◆ RECORDS FOR THIS TASK:

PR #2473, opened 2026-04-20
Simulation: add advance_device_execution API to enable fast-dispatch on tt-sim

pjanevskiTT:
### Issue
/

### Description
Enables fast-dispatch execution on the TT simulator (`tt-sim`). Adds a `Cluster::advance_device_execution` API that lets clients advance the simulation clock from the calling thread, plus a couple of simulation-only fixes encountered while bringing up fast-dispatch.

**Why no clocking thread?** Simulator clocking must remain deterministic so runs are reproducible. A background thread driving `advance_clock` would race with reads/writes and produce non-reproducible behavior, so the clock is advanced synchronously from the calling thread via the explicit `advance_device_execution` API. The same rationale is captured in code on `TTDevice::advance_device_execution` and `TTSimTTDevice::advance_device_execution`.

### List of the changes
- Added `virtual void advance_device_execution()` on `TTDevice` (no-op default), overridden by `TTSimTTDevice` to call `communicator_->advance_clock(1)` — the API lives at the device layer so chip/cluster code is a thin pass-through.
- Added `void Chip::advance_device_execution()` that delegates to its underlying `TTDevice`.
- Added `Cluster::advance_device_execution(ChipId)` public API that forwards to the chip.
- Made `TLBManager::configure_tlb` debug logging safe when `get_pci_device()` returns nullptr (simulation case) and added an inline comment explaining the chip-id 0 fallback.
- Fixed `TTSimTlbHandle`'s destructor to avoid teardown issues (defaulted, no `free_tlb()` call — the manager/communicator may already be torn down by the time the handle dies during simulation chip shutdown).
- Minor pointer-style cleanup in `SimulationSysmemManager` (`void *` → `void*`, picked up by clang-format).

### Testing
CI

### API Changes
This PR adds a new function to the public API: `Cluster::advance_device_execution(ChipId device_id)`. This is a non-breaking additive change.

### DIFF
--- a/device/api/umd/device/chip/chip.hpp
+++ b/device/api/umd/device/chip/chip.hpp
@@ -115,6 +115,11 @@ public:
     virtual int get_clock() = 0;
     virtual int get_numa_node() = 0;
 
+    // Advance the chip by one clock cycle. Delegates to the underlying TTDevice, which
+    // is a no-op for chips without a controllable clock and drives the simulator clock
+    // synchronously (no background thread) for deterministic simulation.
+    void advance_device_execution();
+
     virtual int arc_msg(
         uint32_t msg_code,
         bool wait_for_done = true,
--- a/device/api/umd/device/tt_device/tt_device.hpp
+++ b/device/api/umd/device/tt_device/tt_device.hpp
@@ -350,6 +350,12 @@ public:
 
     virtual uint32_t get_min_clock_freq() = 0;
* * *
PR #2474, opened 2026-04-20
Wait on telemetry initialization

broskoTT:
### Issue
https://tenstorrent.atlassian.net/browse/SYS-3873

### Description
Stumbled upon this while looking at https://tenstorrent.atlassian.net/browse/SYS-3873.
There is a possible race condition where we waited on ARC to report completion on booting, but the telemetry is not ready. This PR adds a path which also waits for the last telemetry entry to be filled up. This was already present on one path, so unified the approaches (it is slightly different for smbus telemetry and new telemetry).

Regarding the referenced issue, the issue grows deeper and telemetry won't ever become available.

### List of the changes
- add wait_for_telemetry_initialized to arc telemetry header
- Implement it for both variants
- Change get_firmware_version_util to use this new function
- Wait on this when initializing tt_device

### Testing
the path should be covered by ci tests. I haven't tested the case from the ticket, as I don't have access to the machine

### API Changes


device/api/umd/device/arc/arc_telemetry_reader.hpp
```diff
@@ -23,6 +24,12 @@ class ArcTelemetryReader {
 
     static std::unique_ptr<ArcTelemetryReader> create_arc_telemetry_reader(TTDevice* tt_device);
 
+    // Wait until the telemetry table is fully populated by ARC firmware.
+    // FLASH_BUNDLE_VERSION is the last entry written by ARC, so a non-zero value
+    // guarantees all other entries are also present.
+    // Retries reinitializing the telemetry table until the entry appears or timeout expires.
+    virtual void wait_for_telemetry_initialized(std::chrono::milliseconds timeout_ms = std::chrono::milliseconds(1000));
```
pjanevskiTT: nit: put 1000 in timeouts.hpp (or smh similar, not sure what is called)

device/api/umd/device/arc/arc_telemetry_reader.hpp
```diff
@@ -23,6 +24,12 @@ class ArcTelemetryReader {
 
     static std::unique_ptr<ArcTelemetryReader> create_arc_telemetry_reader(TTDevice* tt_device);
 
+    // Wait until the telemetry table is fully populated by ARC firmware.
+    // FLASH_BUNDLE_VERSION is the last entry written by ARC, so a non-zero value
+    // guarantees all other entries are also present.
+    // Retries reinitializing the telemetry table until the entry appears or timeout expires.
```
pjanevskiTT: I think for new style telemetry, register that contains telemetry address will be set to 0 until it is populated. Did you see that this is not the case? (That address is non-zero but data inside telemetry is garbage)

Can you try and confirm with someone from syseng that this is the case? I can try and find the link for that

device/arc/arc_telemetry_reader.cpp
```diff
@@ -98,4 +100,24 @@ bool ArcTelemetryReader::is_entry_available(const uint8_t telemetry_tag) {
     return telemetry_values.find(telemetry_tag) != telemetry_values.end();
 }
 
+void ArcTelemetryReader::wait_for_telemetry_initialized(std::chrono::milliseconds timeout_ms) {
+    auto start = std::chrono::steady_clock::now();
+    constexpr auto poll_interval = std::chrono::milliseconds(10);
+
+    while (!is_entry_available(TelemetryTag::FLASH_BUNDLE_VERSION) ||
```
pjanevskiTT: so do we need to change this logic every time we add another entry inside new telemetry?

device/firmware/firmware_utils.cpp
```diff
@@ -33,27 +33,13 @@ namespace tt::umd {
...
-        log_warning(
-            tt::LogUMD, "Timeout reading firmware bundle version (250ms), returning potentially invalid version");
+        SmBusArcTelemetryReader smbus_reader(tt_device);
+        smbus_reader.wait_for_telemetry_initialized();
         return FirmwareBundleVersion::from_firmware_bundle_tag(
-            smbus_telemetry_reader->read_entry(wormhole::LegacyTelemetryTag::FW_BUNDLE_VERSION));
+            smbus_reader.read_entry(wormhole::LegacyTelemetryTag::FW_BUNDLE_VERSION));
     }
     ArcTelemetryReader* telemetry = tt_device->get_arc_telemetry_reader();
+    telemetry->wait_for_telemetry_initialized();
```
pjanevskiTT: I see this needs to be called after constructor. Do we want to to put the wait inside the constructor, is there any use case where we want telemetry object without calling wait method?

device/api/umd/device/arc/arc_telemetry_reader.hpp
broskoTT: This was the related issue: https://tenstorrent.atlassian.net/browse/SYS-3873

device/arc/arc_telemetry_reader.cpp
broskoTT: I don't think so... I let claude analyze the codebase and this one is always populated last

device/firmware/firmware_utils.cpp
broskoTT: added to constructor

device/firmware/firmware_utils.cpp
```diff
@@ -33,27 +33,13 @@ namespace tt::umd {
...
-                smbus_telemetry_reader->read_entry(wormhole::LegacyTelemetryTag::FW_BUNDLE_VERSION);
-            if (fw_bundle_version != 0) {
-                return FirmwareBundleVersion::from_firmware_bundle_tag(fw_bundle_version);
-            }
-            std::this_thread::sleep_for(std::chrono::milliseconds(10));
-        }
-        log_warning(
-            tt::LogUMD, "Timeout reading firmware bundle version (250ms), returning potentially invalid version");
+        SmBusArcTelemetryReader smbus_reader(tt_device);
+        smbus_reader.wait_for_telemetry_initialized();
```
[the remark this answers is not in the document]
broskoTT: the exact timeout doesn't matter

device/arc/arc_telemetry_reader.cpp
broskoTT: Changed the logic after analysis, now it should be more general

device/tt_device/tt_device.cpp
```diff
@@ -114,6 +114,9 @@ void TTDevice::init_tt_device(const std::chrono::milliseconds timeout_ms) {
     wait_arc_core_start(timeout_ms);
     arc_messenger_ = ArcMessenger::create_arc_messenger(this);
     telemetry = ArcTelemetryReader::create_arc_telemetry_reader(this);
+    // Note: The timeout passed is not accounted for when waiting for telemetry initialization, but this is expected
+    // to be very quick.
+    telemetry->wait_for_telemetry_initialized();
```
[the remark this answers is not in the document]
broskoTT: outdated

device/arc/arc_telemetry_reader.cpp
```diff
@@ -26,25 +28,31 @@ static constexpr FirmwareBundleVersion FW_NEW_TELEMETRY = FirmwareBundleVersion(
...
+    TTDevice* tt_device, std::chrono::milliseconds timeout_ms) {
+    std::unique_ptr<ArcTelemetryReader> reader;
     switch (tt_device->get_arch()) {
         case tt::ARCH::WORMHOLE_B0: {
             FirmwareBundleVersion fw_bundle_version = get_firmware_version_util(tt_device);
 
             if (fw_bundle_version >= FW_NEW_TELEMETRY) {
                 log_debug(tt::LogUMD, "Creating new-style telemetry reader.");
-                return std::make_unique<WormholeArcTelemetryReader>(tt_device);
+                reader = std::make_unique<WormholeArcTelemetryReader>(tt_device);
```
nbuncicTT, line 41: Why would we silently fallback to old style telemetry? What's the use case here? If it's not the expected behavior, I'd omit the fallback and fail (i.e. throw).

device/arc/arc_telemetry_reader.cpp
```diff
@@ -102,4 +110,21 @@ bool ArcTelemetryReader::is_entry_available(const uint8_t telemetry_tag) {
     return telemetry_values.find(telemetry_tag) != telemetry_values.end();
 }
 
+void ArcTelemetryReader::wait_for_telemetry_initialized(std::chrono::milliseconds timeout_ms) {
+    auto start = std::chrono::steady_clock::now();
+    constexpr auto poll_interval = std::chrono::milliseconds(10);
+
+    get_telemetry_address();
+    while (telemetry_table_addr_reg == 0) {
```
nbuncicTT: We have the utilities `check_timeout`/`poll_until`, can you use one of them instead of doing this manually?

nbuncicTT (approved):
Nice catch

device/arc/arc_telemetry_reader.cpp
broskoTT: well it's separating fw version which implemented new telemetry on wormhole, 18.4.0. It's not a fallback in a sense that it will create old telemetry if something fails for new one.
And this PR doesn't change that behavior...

◆ WHAT IS NEEDED:
What lines above contain the word "broskoTT"? Return each such line.

◆ RESULT FOR THIS EXERCISE:
broskoTT:
broskoTT: This was the related issue: https://tenstorrent.atlassian.net/browse/SYS-3873
broskoTT: I don't think so... I let claude analyze the codebase and this one is always populated last
broskoTT: added to constructor
broskoTT: the exact timeout doesn't matter
broskoTT: Changed the logic after analysis, now it should be more general
broskoTT: outdated
broskoTT: well it's separating fw version which implemented new telemetry on wormhole, 18.4.0. It's not a fallback in a sense that it will create old telemetry if something fails for new one.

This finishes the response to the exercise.